Location: Remote - LATAM Schedule: Full-time (8 hrs/day) — must have 4 hrs overlap with PST
About the Role
We're looking for a hands-on Machine Learning Engineering Manager to lead cross-functional teams in designing, training, and deploying large-scale ML and LLM systems.
You'll drive the full lifecycle of AI development — from research and experimentation to distributed training and production deployment — while mentoring top-tier engineers and partnering closely with product, research, and infra leaders.
This role blends deep ML/MLOps expertise with strong leadership and execution, ensuring all AI initiatives translate into measurable business impact.
Key Responsibilities
Lead and mentor ML engineers, data scientists, and MLOps professionals.
Manage end-to-end ML/LLM project lifecycle: data pipelines, training, evaluation, deployment, and monitoring.
Provide technical direction for distributed training, large-scale model optimization, and system architecture.
Collaborate with Research, Product, and Infrastructure teams to define objectives, milestones, and KPIs.
Implement MLOps best practices: experiment tracking, CI/CD, model governance, observability.
Manage compute resources, cloud budgets, and enforce Responsible AI + data security standards.
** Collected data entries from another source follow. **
PR #648, opened 2019-02-06
Allow enum with blank value as valid output by schema

pulges:
Adds an option to configure blank value for enum lists in shema.
Adds support for enum lists containing the blank value. (Currently double blank options where rendered in list)

```

var schema = {
  "title": "Example Schema",
  "type": "object",
  "properties": {
    "academicDegree": {
      "enum": [null, "B.S.", "M.S.", "Ph.D."]
    }
  }
};

var options = {
  mode: 'tree',
  schema: schema,
  enumDefaultValue: null
};

var json = {
  "academicDegree": null
};

var editor = new JSONEditor(container, options, json);
```

### DIFF
--- a/docs/api.md
+++ b/docs/api.md
@@ -185,6 +185,12 @@ Constructs a new JSONEditor.
   Schemas that are referenced using the `$ref` property from the JSON schema that are set in the `schema` option,
   the object structure in the form of `{reference_key: schemaObject}`
 
+- `{String | null} enumDefaultValue`
+
+  Set default blank option value for `enum` lists in schema. `""` by default.
+  
+  If `enum` list contains the blank value, it will still be rendered as the frst option with title '--', but will be valid according to schema.
+
 - `{boolean} search`
 
   Enables a search box in the upper right corner of the JSONEditor. True by default. Only applicable when `mode` is 'tree', 'view', or 'form'.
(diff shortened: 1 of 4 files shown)


josdejong:
Thanks for your PR @pulges . 

Just thinking: shouldn't we simply remove the current behavior which always adds a blank value (and makes an empty string in that case)? So `"enum": [null, "B.S.", "M.S.", "Ph.D."]` will render a dropdown where the first one is displayed as "--" or blank, and `"enum": ["B.S.", "M.S.", "Ph.D."]` would render a dropdown with three options and no option to change a value to null?

pulges:
I thought about that, but the logic would lack then an option to display invalid/null value already present in json. Fron UX perspective it might work, if invalid option would be still rendered with '--', but with the validation not passing. If user picks another value '--' disappears from options. Thus user can not pick back invalid value.

josdejong:
That's a good point. Maybe when the current value is invalid, we could let the enum add an extra entry for this with a clear indication that this current value is invalid. Suppose the current value is "foo" and is invalid, the dropdown could render "foo (INVALID)" as first entry, and as you suggest, remove this entry as soon as the user picks a valid value.

johanbm1405-commits (approved):

johanbm1405-commits (approved):

PR #650, opened 2019-02-08
Add schema-based tooltip to field names

### LINKED ISSUE #321: Use schema titles as field names and descriptions as tooltips
Hi!

I've used your editor as a configuration editor in my web application. I needed the field text to be more descriptive, so I thought about using the "title" and "description" field of json schemas as field names and tooltips.

I've changed very few lines of code (diff attached below). The field itself is not changed, only the way it appears on screen. Sorting and searching also work. I've added two configuration options "showTitles" and "showDescr" to activate the behaviour.

The only significant change is the move of the _updateSchema() call from the updateDom() function to the appendChild() function. In the end I think that's a better place to put it anyway (unless I'm missing something).

Will you accept it as a patch?

Thank you for your great work

EDIT: Updated patch, had whitespace issue.
EDIT2: Updated patch again...changed blur() function.

[node_diff.txt](https://github.com/josdejong/jsoneditor/files/445291/node_diff.txt)

AdamVig:
Using the `title` and `description` properties from the schema, create
and set a tooltip on each field name. When the user hovers over a field
name, it will show the applicable information: title, description, both,
or neither, depending on what data is present in the schema.

Closes #321.

*Object with Title and Description*
image

### DIFF
--- a/src/js/Node.js
+++ b/src/js/Node.js
@@ -2466,8 +2466,6 @@ Node.prototype.updateDom = function (options) {
       domField.contentEditable = this.editable.field;
       domField.spellcheck = false;
       domField.className = 'jsoneditor-field';
-      // add title from schema description to show the tips for user input
-      domField.title = Node._findSchema(this.editor.options.schema || {}, this.editor.options.schemaRefs || {}, this.getPath())['description'] || '';
     }
     else {
       // parent is an array this is the root node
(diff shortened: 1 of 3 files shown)


josdejong:
Thanks @AdamVig , looks really neat!

I think this would replace setting of the title in `Node.updateDom`, right?

https://github.com/josdejong/jsoneditor/blob/4c6f2cdd4f467da5dbe0f38064143340b52577ae/src/js/Node.js#L2464-L2465

I guess it's best to set the title on a single place and `Node.updateDomField` is probably the most logical place.

AdamVig:
@josdejong My mistake, I didn't see that this feature had already been added in #624. Thanks for pointing it out. I will remove the redundant code.

josdejong:
Thanks again Adam! I've tested a bit more, all works smooth :)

Communicate technical progress, blockers, and results clearly to leadership and stakeholders.
Required Skills & Qualifications
5+ years of experience in Machine Learning, NLP, and Deep Learning (Transformers, LLMs).
2+ years leading teams delivering ML/LLM systems in production.
Strong proficiency in Python and frameworks like PyTorch, TensorFlow, Hugging Face, DeepSpeed.
Experience with distributed training, GPU/TPU optimization, and cloud platforms (AWS, GCP, Azure).
Knowledge of MLOps tools (MLflow, Kubeflow, Vertex AI, etc.).
Excellent leadership, communication, and cross-functional collaboration skills.
Bachelor's/Master's in Computer Science, Engineering, or related field (PhD preferred).
Nice to Have
Experience training or fine-tuning foundation models.
Contributions to open-source ML/LLM frameworks.
Knowledge of Responsible AI practices, bias mitigation, and model interpretability.